- **Task details**
Print the records below word for word, beginning with the first line and ending once the line containing "The advantage is" is printed.

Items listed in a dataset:
[Start of Attachment]

PR #810, opened 2025-06-28
refactor: replace SPC_LIBC with SPC_TARGET and update related logic

### LINKED ISSUE #809: Proposal: SPC_LIBC change to more meaningful vars
@henderkes 

I suddenly had a terrible idea (for now): for Linux builds, how about splitting SPC_LIBC into `SPC_TOOLCHAIN` and `SPC_TARGET`?

- SPC_TOOLCHAIN ​​uses `zig` by default after zig is implemented, and others include `alpine-native` and `musl`. Create a tool class: `SPCToolchain`. For windows and macOS: `msbuild`, `clang`.
- SPC_TARGET includes `musl-static`, `musl`, and `glibc`. We can choose according to the situation in the next major version. Tool class: `SPCTarget`. For windows and macOS: `darwin-{some-minimal-version-num}`, `windows-7|8|10|11`

So we have a table:

| SPC_TOOLCHAIN ​​| musl-static | musl | glibc |
| --- | --- | --- | --- |
| zig | yes | yes | yes |
| musl | yes | no | no |
| musl-native | yes | yes | no |
| gnu-native | no | no | yes (limited portability) |

> You may not want `alpine-native` this name, but it does exist - based on alpine-docker or Alpine Linux and can only be used in these env.
> And for musl (formerly musl-toolchain we built), it should be the default solution before our breaking changes.

The advantage is that we can avoid judging the `CC` variable on this basis, and we can expand the `SPC_TOOLCHAIN` and `libc` targets on this basis (assuming it is possible in the future). We can also add different names for Mac and Win to avoid judging whether the current system is Linux at first in general-use code.

And if we finished this, we could remove or add a toolchain support more easily, just check all the toolchain constant reference.

The disadvantage is that it does not fundamentally solve the problem of different tool chains, introduces additional variables, and causes destructive updates.

If we continue to add more duplicate CC checks on top of this, it will make it very difficult to temporarily change these values. But I don't think it is necessary, except that few of us will frequently debug SPC internals and different builds.

crazywhalecc:
## What does this PR do?

replace SPC_LIBC with SPC_TARGET and update related logic. This fixes #809 

Looks like after doing this, we can build musl libc based static-php using `bin/spc-alpine-docker` and `SPC_TARGET=musl`.

## Checklist before merging

  - [X] `composer analyse`
  - [X] `composer test`
  - [X] If adding new or fixing bugs, add commit message containing `extension test` or `test extensions` to trigger full test suite.


src/SPC/builder/extension/imagick.php
```diff
@@ -26,15 +27,15 @@ public function patchBeforeMake(): bool
 
     public function getUnixConfigureArg(bool $shared = false): string
     {
-        $disable_omp = !(getenv('SPC_LIBC') === 'glibc' && str_contains(getenv('CC'), 'devtoolset-10')) ? '' : ' ac_cv_func_omp_pause_resource_all=no';
+        $disable_omp = SPCTarget::isTarget(SPCTarget::GLIBC) ? ' ac_cv_func_omp_pause_resource_all=no' : '';
```
henderkes: removing this entirely in the zig branch, see reasoning there

henderkes: (we always disable omp)

crazywhalecc:
> I don't like this. It doesn't help us move away from the many different conditionals.

In fact, given the current situation, I don't want to get rid of the conditional statement. This just makes the judgment logic clearer. Conditional statements are difficult to avoid, so why not do it as a complete target set?

As for whether to continue to use SPC_LIBC, I think it can continue to be used, but it should not use SPC_LIBC=musl but musl-static. This is why the shared build of musl can be achieved in this PR.

src/SPC/util/GlobalEnvManager.php
```diff
@@ -80,6 +62,30 @@ public static function init(): void
...
+
+        // deprecated: convert SPC_LIBC to SPC_TARGET
+        if (getenv('SPC_LIBC') !== false) {
+            logger()->warning('SPC_LIBC is deprecated, please use SPC_TARGET instead.');
+            $target = match (getenv('SPC_LIBC')) {
+                'musl' => SPCTarget::MUSL_STATIC,
+                default => SPCTarget::GLIBC,
+            };
+            self::putenv("SPC_TARGET={$target}");
+            self::putenv('SPC_LIBC');
```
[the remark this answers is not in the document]
crazywhalecc: Actually unset is right, dude.

henderkes:
> As for whether to continue to use SPC_LIBC, I think it can continue to be used, but it should not use SPC_LIBC=musl but musl-static. This is why the shared build of musl can be achieved in this PR.

Yes, please. But keep SPC_TARGET reserved for actually specifying the target (which is only possible with zig).

crazywhalecc:
> Yes, please. But keep SPC_TARGET reserved for actually specifying the target (which is only possible with zig).

Then our understanding of SPC_TARGET may be different. The target you understand is more like a toolchain options, while the current SPC_TARGET is like the result of the build. The toolchain options should be specified in the variables or configurations at the next level of SPC_TARGET.

henderkes:
No, I'm thinking of SPC_TARGET as an actual target triple/quadruple. `x86_64-linux-gnu.2.17` for example. Or `aarch64-linux-musl -dynamic`.

It's what I want to reserve for Zig compilation, because when Zig is implemented, I want to deprecate (meaning, people have to explicitly configure their environment, rather than rely on our prebuilt toolchains or implicit behaviour) all other builds and only support Zig. It can do everything we need and we only need to support *one* platform, that behaves identical on alpine as it does on ubuntu or rhel, because it's statically compiled and completely ignores the system.

So I want SPC_LIBC's behaviour to stay the way it is now, for compatibility reasons, until 3.0.

People who want to switch to Zig now can use SPC_TARGET - which switches behaviour over to ignore SPC_LIBC and others.
With 3.0 we can then completely remove SPC_LIBC and the musl toolchain. We don't need them anymore. We don't need to check for (almost) any conditions, other than odd cases like openssl's internal target with the -clang postfix.

This gives everyone a clear "upgrade" path with ample time, but will in the end cut our maintenance effort in half. We won't even need docker anymore.

crazywhalecc:
> So I want SPC_LIBC's behaviour to stay the way it is now, for compatibility reasons, until 3.0.

That's also why I created this PR. The SPC_LIBC is not clear and SPC_TARGET can clearly describe what we are building. At the same time, this SPC_TARGET is not only for Linux, but also for other systems (if new target is needed in the future).

> I'm thinking of SPC_TARGET as an actual target triple/quadruple.

What you are talking about does not conflict with this PR. In 3.0, we can expand the parsing level of SPC_TARGET, which is not difficult based on this. But in the current state, we do not need to be too detailed for the time being, because we also don't support any way to specify musl version.

henderkes:
>What you are talking about does not conflict with this PR. In 3.0, we can expand the parsing level of SPC_TARGET, which is not difficult based on this. But in the current state, we do not need to be too detailed for the time being, because we also don't support any way to specify musl version.

Which is great in theory, but wouldn't that mean we need to keep supporting native gcc/musl toolchain/native gcc on glibc? Otherwise we change ABI if we switch over to Zig and don't have a clear upgrade path that doesn't mean switching exactly when we release 3.0.

crazywhalecc:
Since the existing toolchains and environments have been proven to be usable and partially stable and used by a lot of projects, it is not difficult to maintain them for us now. Secondly, the addition of the Zig toolchain will not make spc 3.0, because we didn't remove any ABI/API at present.

So this PR is more like a tidying up of the past messy toolchain judgments + supporting the future Zig or other toolchain more elegant with current toolchain. 

In particular, musl-toolchain will not be downloaded when SPC_TOOLCHAIN ​​is not detected as musl. The Zig toolchain can also be doctor-fixed by simply replacing a string.

henderkes:
> Since the existing toolchains and environments have been proven to be usable and partially stable and used by a lot of projects, it is not difficult to maintain them for us now.

I disagree because there are a *lot* of patches for individual toolchains. Centos 7 gcc needs a Docker container *and* individual patches to like static -lstdc++ because the shared library doesn't contain all symbols we use. GCC under Ubuntu and under RHEL behave differently with different search paths. We need the musl toolchain that we compile ourselves, which is still on gcc 13. We have separate code branches in so many places.

And *there's no reason to keep them*. Zig-cc can do everything that the other toolchains can.

crazywhalecc:
Well, I think we don't have any disagreement on removing redundant toolchains, but I think deleting them is a 3.0 thing. I just said that the "current" PRs do not need to delete any toolchains and judgments, it is not difficult to maintain for now, not to say "it is not difficult to maintain them all the time".

So let's get back to the topic, do you have any reviews about what this PR does?

henderkes:
>  I just said that the "current" PRs do not need to delete any toolchains and judgments, it is not difficult to maintain for now, not to say "it is not difficult to maintain them all the time".

Ah ok, I understand.

I think this is a good move, but I would like to keep it called SPC_LIBC for backwards compatibility. 'musl' needs to stay musl-static for compatibility reasons and we will add a musl-dynamic later.

I want SPC_TARGET to be reserved for zig builds.

crazywhalecc:
> I want SPC_TARGET to be reserved for zig builds.

What do you think if I keep continue to use SPC_LIBC as the mapping of SPC_TARGET:

- SPC_LIBC=musl -> SPC_TARGET=musl-static
- SPC_LIBC=glibc -> SPC_TARGET=glibc
- SPC_LIBC=musl-shared -> SPC_TARGET=musl

And for zig builds, I want to treat SPC_TARGET as `glibc@zig-2.17` or `glibc@2.17` for backward compatibility and forward compatibility. I don't know which symbol (or char?) is appropriate, but the specific selection symbol should always be at the end of the real "target" string. For practical purposes, zig is zig, and `@{something}` means we are telling SPC to tell the toolchain predicate a specific condition.

henderkes:
`SPC_LIBC=musl-dynamic` -> `SPC_TARGET=native-native-musl -dynamic`
`SPC_LIBC=musl` -> `SPC_TARGET=native-native-musl`
`SPC_LIBC=glibc` -> `SPC_TARGET=native-native-gnu`
`SPC_LIBC=glibc@2.17` -> not supported, use `SPC_TARGET=native-native-gnu.2.17` instead!

but keep the usage of SPC_LIBC with gcc! Only when SPC_TARGET is actually used, it should *always* use zig.

crazywhalecc:
`SPC_TARGET` is also preserved for Mach-O cross compilation, it's not linux-only or zig-exclusive. And btw zig is not native. I still insist that SPC_TARGET is a multiple choice question + labeling suffix within a range, and should not be exclusive to a certain compiler or toolchain.

henderkes:
Zig supports "native" for architecture and OS to choose what it's running on.
When you're on aarch64-linux, `native-native-gnu` and `aarch64-linux-gnu` are equivalent.

henderkes:
>SPC_TARGET is a multiple choice question + labeling suffix within a range, and should not be exclusive to a certain compiler or toolchain.

Then what's the upgrade path to future 3.0 where we drop SPC_LIBC and other toolchains? I want SPC_TARGET to be the option that uses zig now and stays stable with 3.0, so people can switch to zig now.

crazywhalecc:
> Zig supports "native" for architecture and OS to choose what it's running on. When you're on aarch64-linux, `native-native-gnu` and `aarch64-linux-gnu` are equivalent.

Oh, when I say native, I mean whether the compiler or toolchain is native, not the architecture. So the name of the toolchain in my PR is also called gcc-native when using native (or system) gcc. I have also defined a default clang-native toolchain using clang for MacOS as well, which initializes default environment variables in the ClangNativeToolchain class.

After using zig, you can directly change linux's `gcc-native` to zig without modifying other parts.

As for cross-compilation on Linux and Mac, I also think that the current toolchain does not support it, so using the suffix passed to the toolchain + mapping SPC_LIBC is still a better choice.

Let me explain our route again:

- Implement this PR (SPC_TARGET is equivalent to an enhancement of SPC_LIBC)
- Implement zig and use zig as the default build
- Implement different versions of zig (SPC_TARGET version suffix)
- Deprecate other toolchains for Linux in 3.0

henderkes:
> Let me explain our route again:
> 
> * Implement this PR (SPC_TARGET is equivalent to an enhancement of SPC_LIBC)
> * Implement zig and use zig as the default build
> * Implement different versions of zig (docking version suffix)
> * Abandon other toolchains

That route has a problem though. we cannot use zig as the default build without breaking BC.

That's why I want:

* Implement this PR based only on SPC_LIBC, where SPC_LIBC=musl and SPC_LIBC=glibc keep their original functionality (musl toolchain on ubuntu, or native gcc on alpine and native gcc on ubuntu)
* Implement zig - zig is *only* used when SPC_TARGET variable is set (ignores SPC_LIBC)
* Warning when SPC_TARGET is not used
* 3.0: drop SPC_LIBC and drop musl-toolchains and shenanigans in our code related to 2.17 gcc.
* Now people can still use musl-toolchain or gcc as much as they like with empty SPC_TARGET, but they need to configure CC, CXX, LD and PATH manually.

crazywhalecc:
> That route has a problem though. we cannot use zig as the default build without breaking BC.

Just modifying ini to `SPC_TARGET=musl-static@zig` default. And old project using `SPC_LIBC=musl` or `SPC_LIBC=glibc` will work as usual.

henderkes:
> > That route has a problem though. we cannot use zig as the default build without breaking BC.
> 
> Just modifying ini to `SPC_TARGET=musl-static@zig` default.

That's a BC break if users rely on specific functionality of musl toolchain. Currently the default is musl-toolchain. Also specifying @zig when zig is the only supported preconfigured target is pointless. We don't need different toolchains anymore.

crazywhalecc:
> That's a BC break if users rely on specific functionality of musl toolchain. Currently the default is musl-toolchain. Also specifying @zig when zig is the only supported preconfigured target is pointless. We don't need different toolchains anymore.

In 3.0, we will ignore `@zig` suffix and make zig as default target. Current in 2.x we will keep using `musl-static` with `musl` toolchain as default target. But once we have verified that zig can build a stable musl-static (at least for two or more projects using), I think we can release 3.0 soon. Just like when we used musl-toolchain to replace musl-wrapper.

I mentioned many times above that we no longer need multiple toolchains on Linux, and that does not mean that different systems must use the same toolchain. So I also abstracted the clang build of MacOS into TARGET and the corresponding clang toolchain (I will also put msvc toolchain into it). This is another reason why I submitted this PR, which is compatible with the current situation and convenient for deleting unused tool chains in the future.

henderkes:
But in the current implementation anything but @zig is not deprecated and @zig is not the default.
We need to make SPC_TARGET use zig by default, other SPC_TARGETs should be deprecated because we will remove them in 3.0.

But really, there's no reason to rename SPC_LIBC to SPC_TARGET for now at all then. Just keep using SPC_LIBC and deprecate SPC_LIBC. SPC_TARGET can be added in a new PR. I will create a PR on top of this to show you what I mean tomorrow.

henderkes:
Also, the reason why I don't want SPC_TARGET to be an enum is that *all* of the following are valid x86_64 options and can be used safely.
```c
-target x86_64-redhat-linux-gnu.2.17
-target x86_64-suse-linux-gnu.2.17 # centos 7+
-target x86_64-linux-gnu.2.17 # equals x86_64-unknown-linux-gnu.2.17 
-target x86_64-linux-gnu.2.25 # rhel 8+
-target x86_64-linux-musl # equals target x86_64-unknown-linux-musl -static 
-target x86_64-linux-musl.1.25
-target x86_64-linux-musl -dynamic
-target native-native-linux-gnu
-target native-native-redhat-linux-gnu
# and so on
```

crazywhalecc:
I'm sorry to have argued with you for so long. I understood your idea of ​​SPC_TARGET as a zig-only one from the beginning - it has little to do with the core solution of this PR. I may have overthought it a little, so I **calmly** read through the content we discussed and the zig implementation branch again, and concluded that this PR is generally reasonable, but it is indeed more reasonable to modify the SPC_TARGET part in your way. (Also sorry, I used some translations below, and I may be faster in typing some expressions in Chinese)

## Part 1 Explanation

In other words, our goal of iterating to the new version is the same, but the iteration method is slightly different. My PR does not conflict with the Zig goal, but reduces the cost of Zig integration through architectural optimization. Through the three-step strategy of "modular toolchain → add Zig → eliminate the old toolchain", we can not only ensure the stability of the current project, but also lay a solid foundation for the cross-platform Zig compilation of version 3.0.

Of course, I haven't finished the current PR. The goal is to set patch points for almost all judgment parts and place such toolchain-specific patches in the corresponding Toolchain and Target. This will make it very easy to delete the toolchain in the future. Don't worry, I will complete this, and I will do it when refactoring error handling and patch points. The reason I haven't done it now is that I am still writing new documents, and for newly added patch points, I need to write documents before introducing them, otherwise it is difficult to infer which patch points there are from the code. I know this has little to do with SPC_TARGET. This PR is more like a decoupling of the toolchain, and by the way, SPC_LIBC is mapped to SPC_TARGET, and only this conflicts with your logic.

## Part 2 SPC_TARGET Optimization in this PR

In addition, regarding the zig target, I just read the zig document. It is indeed more advantageous to use the zig format as a target and as a fill-in-the-blank question, so I think maybe the following changes can be made:

The current PR's Toolchain remains independent, but SPCTarget is changed to:

1. Add a target parsing function for the zig format so that we can determine the target and version of the build.
2. Before implementing zig, SPC_LIBC will continue to be used as a usable value and determine the musl-toolchain toolchain. When the SPC_LIBC variable is detected, the old toolchain will continue to be used (and a prompt will be prompted that SPC_LIBC will be deprecated).
3. SPC_LIBC is still retained in the configuration but @deprecated is prompted. If you need to use zig, you need to explicitly specify SPC_TARGET and delete SPC_LIBC.

## Part 3 3.0 Plan

Based on this and zig PRs, for 3.0, the following work is to be done:

1. Delete SPC_LIBC support.
2. Delete two toolchains support under Linux (gcc-native, musl).
3. Replace Docker commands with error prompts, and the prompt content is the equivalent SPC_TARGET.
4. Update the document section.
5. Build glibc by default.

henderkes:
>I understood your idea of ​​SPC_TARGET as a zig-only one from the beginning - it has little to do with the core solution of this PR.

Yes! All I want changed is that we don't use the SPC_TARGET env variable for toolchain detection because I want it to be the clear migration path to using zig. 

> Add a target parsing function for the zig format so that we can determine the target and version of the build.

I'm not sure if we really need to. The only part we would probably have to parse out is -static (implied on musl) or -dynamic. Because frankenphp needs to pass -static -static-pie to the go linker too for static builds.

> Build glibc by default.

I haven't thought about that yet. We could keep musl (static) the default as it's so simple to switch with SPC_TARGET.

We can build musl -dynamic on glibc systems (install `musl`) and I think glibc (-dynamic) on musl (install `gcompat libstd++`). I've tested a minimal example of the first.

crazywhalecc:
Good. I will make some changes to this PR tomorrow and leave the zig part. You could complete it in the zig branch after this PR merged.

henderkes:
zig branch is now ready, I can compile:

musl-dynamic >= 1.20 (maybe lower?)
musl-static (default for musl)
glibc (-dynamic, static is not possible) >= 2.17

all ZTS extensions (shared and static) except for grpc, which always fails for me, no matter the compiler

crazywhalecc:
> all ZTS extensions (shared and static) except for grpc, which always fails for me, no matter the compiler

I think we need to open a separate issue or branch to deal with grpc issues. Its official default static build method conflicts with our own dependencies. Maybe using CMake is a workaround, but it would be better to let grpc's dependencies use spc's source instead of its several gigabytes git submodule. Every time I pull it on a server behind THE firewall, I get errors over and over again, which is really annoying.

henderkes:
Yeah I'm just leaving grpc alone. When a library fails to build from source with its given instructions, I'm not really interested in spending hours to fix it.

config/env.ini
```diff
@@ -55,6 +55,8 @@ SPC_CMD_VAR_FRANKENPHP_XCADDY_MODULES="--with github.com/dunglas/frankenphp/cadd
 ; EXTENSION_DIR=
 
 [windows]
+; build target: win7-static
+SPC_TARGET=native-windows
```
henderkes, line 59: replace with SPC_LIBC

config/env.ini
```diff
@@ -109,6 +122,9 @@ SPC_CMD_VAR_PHP_MAKE_EXTRA_LDFLAGS=""
 SPC_CMD_VAR_PHP_MAKE_EXTRA_LDFLAGS_PROGRAM="-all-static -Wl,-O1 -pie"
 
 [macos]
+; build target: macho or macho (possibly we could support macho-universal in the future)
+; Currently we do not support universal and cross-compilation for macOS.
+SPC_TARGET=native-macos
```
henderkes, line 127: replace with SPC_LIBC

src/SPC/util/SPCTarget.php
```diff
@@ -0,0 +1,87 @@
...
+    {
+        $env = getenv('SPC_TARGET');
+        $libc = getenv('SPC_LIBC');
+        // if SPC_LIBC is set, it means the target is static, remove it when 3.0 is released
+        if ($libc === 'musl') {
+            return true;
+        }
+        // TODO: add zig target parser here
+        return false;
+    }
```
henderkes: isStatic

src/globals/test-extensions.php
```diff
@@ -21,15 +21,15 @@
...
-    // 'macos-14',
-    // 'macos-15',
-    // 'ubuntu-latest',
-    // 'ubuntu-22.04',
-    // 'ubuntu-24.04',
-    // 'ubuntu-22.04-arm',
-    // 'ubuntu-24.04-arm',
-    'windows-latest',
+    // 'macos-13', // bin/spc for x86_64
+    // 'macos-14',  // bin/spc for arm64
```
henderkes, line 25: I think we can remove macos-14, there's no point in having it. We only ever use 13 and 15 because they're different architectures, anyway.

config/env.ini
crazywhalecc: Why? Windows and macOS doesn't need libc judgement all the time.

src/SPC/util/SPCTarget.php
crazywhalecc: This can be changed, but there is ambiguity whether using isStaticTarget or isStatic.

src/globals/test-extensions.php
crazywhalecc: Let's just remove it in any test modification.

src/SPC/util/SPCTarget.php
henderkes: Target is already included in the classname.

SPCTarget::isStaticTarget is superfluous.

config/env.ini
henderkes: Because windows and macos will also use zig's target triple later. The SPC_TARGET variable should be the way to switch away from our current tooling and instead use zig.

henderkes: (and having SPC_TARGET=native-windows is silly, when SPC_TARGET will be something like `x86_64-windows-msvc -static` later)

crazywhalecc: So I will leave it alone and leave it for future changes. There is no need for us to argue about this now.

bin/spc-gnu-docker
```diff
@@ -107,11 +107,11 @@ ADD ./bin/setup-runtime /app/bin/setup-runtime
 ADD ./bin/spc /app/bin/spc
 RUN /app/bin/setup-runtime
 RUN /app/bin/php /app/bin/composer install --no-dev
-ENV PATH="/app/bin:/cmake/bin:$PATH"
 ENV SPC_LIBC=glibc
+ENV PATH="/app/bin:/cmake/bin:/opt/rh/devtoolset-10/root/usr/bin:\$PATH"
```
henderkes, line 111: the enable script of the toolset does this already

bin/spc-gnu-docker
```diff
@@ -107,11 +107,11 @@ ADD ./bin/setup-runtime /app/bin/setup-runtime
...
 
 ADD ./config/env.ini /app/config/env.ini
-RUN CC=gcc bin/spc doctor --auto-fix --debug
+RUN CC=gcc bin/php bin/spc doctor --auto-fix --debug
```
henderkes: hmm, why?

bin/spc-gnu-docker
crazywhalecc: Yet we need to build make and automake below.

bin/spc-gnu-docker
crazywhalecc: Ah just a mistake but did not influence anything. Because I have wrong PATH before and `/usr/bin/env` cannot find PHP at that time. The php in gnu-docker is exactly `bin/php`. It doesn’t really matter.

bin/spc-gnu-docker
henderkes: I mean the scl_enable call, not what we do in our SPC code.

henderkes:
Looks like the scl_enable isn't enough and we actually need to overwrite the path, weird.

bin/spc-gnu-docker
```diff
@@ -192,5 +187,5 @@ if [ "$SPC_DOCKER_DEBUG" = "yes" ]; then
     set -ex
     $DOCKER_EXECUTABLE run $PLATFORM_ARG --privileged --rm -it $INTERACT $ENV_LIST --env-file /tmp/spc-gnu-docker.env $MOUNT_LIST cwcc-spc-gnu-$SPC_USE_ARCH-$SPC_DOCKER_VERSION /bin/bash
 else
-    $DOCKER_EXECUTABLE run $PLATFORM_ARG --rm $INTERACT $ENV_LIST --env-file /tmp/spc-gnu-docker.env $MOUNT_LIST cwcc-spc-gnu-$SPC_USE_ARCH-$SPC_DOCKER_VERSION bin/spc $@
+    $DOCKER_EXECUTABLE run $PLATFORM_ARG --rm $INTERACT $ENV_LIST --env-file /tmp/spc-gnu-docker.env $MOUNT_LIST cwcc-spc-gnu-$SPC_USE_ARCH-$SPC_DOCKER_VERSION /app/bin/php bin/spc $@
```
henderkes:
```suggestion
    $DOCKER_EXECUTABLE run $PLATFORM_ARG --rm $INTERACT $ENV_LIST --env-file /tmp/spc-gnu-docker.env $MOUNT_LIST cwcc-spc-gnu-$SPC_USE_ARCH-$SPC_DOCKER_VERSION bin/spc $@
```

bin/spc-gnu-docker
```diff
@@ -107,8 +107,8 @@ ADD ./bin/setup-runtime /app/bin/setup-runtime
 ADD ./bin/spc /app/bin/spc
 RUN /app/bin/setup-runtime
 RUN /app/bin/php /app/bin/composer install --no-dev
-ENV PATH="/app/bin:/cmake/bin:$PATH"
 ENV SPC_LIBC=glibc
+ENV PATH="/app/bin:/cmake/bin:\$PATH"
```
henderkes:
```suggestion
ENV PATH="/app/bin:/cmake/bin:/opt/rh/devtoolset-10/root/usr/bin:\$PATH"
```

henderkes (approved):
when you fix the musl toolchain install this should be good to be merged

I just realized native-windows and native-macos are actually valid targets, so yes, nothing speaks against using them

henderkes:
no idea why the patches are failing on alpine now, I can't reproduce it on my local alpine vm

crazywhalecc:
> no idea why the patches are failing on alpine now, I can't reproduce it on my local alpine vm

Because current main branch has duplicate patch bug and #811 fixed it. The `tests` workflow will build twice (the second time is to test embed build on *nix), that's why only workflow fails and your local is good.

But that pr brings new bug for windows build and I haven't figured it out.

henderkes:
looks like it introduces a runtime mismatch, maybe one of the patches that previously fixed that isn't running through successfully?

This is good to be merged in my eyes, after micro.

[End of Attachment]

- **Response for this exercise**
PR #810, opened 2025-06-28
refactor: replace SPC_LIBC with SPC_TARGET and update related logic

### LINKED ISSUE #809: Proposal: SPC_LIBC change to more meaningful vars
@henderkes 

I suddenly had a terrible idea (for now): for Linux builds, how about splitting SPC_LIBC into `SPC_TOOLCHAIN` and `SPC_TARGET`?

- SPC_TOOLCHAIN ​​uses `zig` by default after zig is implemented, and others include `alpine-native` and `musl`. Create a tool class: `SPCToolchain`. For windows and macOS: `msbuild`, `clang`.
- SPC_TARGET includes `musl-static`, `musl`, and `glibc`. We can choose according to the situation in the next major version. Tool class: `SPCTarget`. For windows and macOS: `darwin-{some-minimal-version-num}`, `windows-7|8|10|11`

So we have a table:

| SPC_TOOLCHAIN ​​| musl-static | musl | glibc |
| --- | --- | --- | --- |
| zig | yes | yes | yes |
| musl | yes | no | no |
| musl-native | yes | yes | no |
| gnu-native | no | no | yes (limited portability) |

> You may not want `alpine-native` this name, but it does exist - based on alpine-docker or Alpine Linux and can only be used in these env.
> And for musl (formerly musl-toolchain we built), it should be the default solution before our breaking changes.

The advantage is that we can avoid judging the `CC` variable on this basis, and we can expand the `SPC_TOOLCHAIN` and `libc` targets on this basis (assuming it is possible in the future). We can also add different names for Mac and Win to avoid judging whether the current system is Linux at first in general-use code.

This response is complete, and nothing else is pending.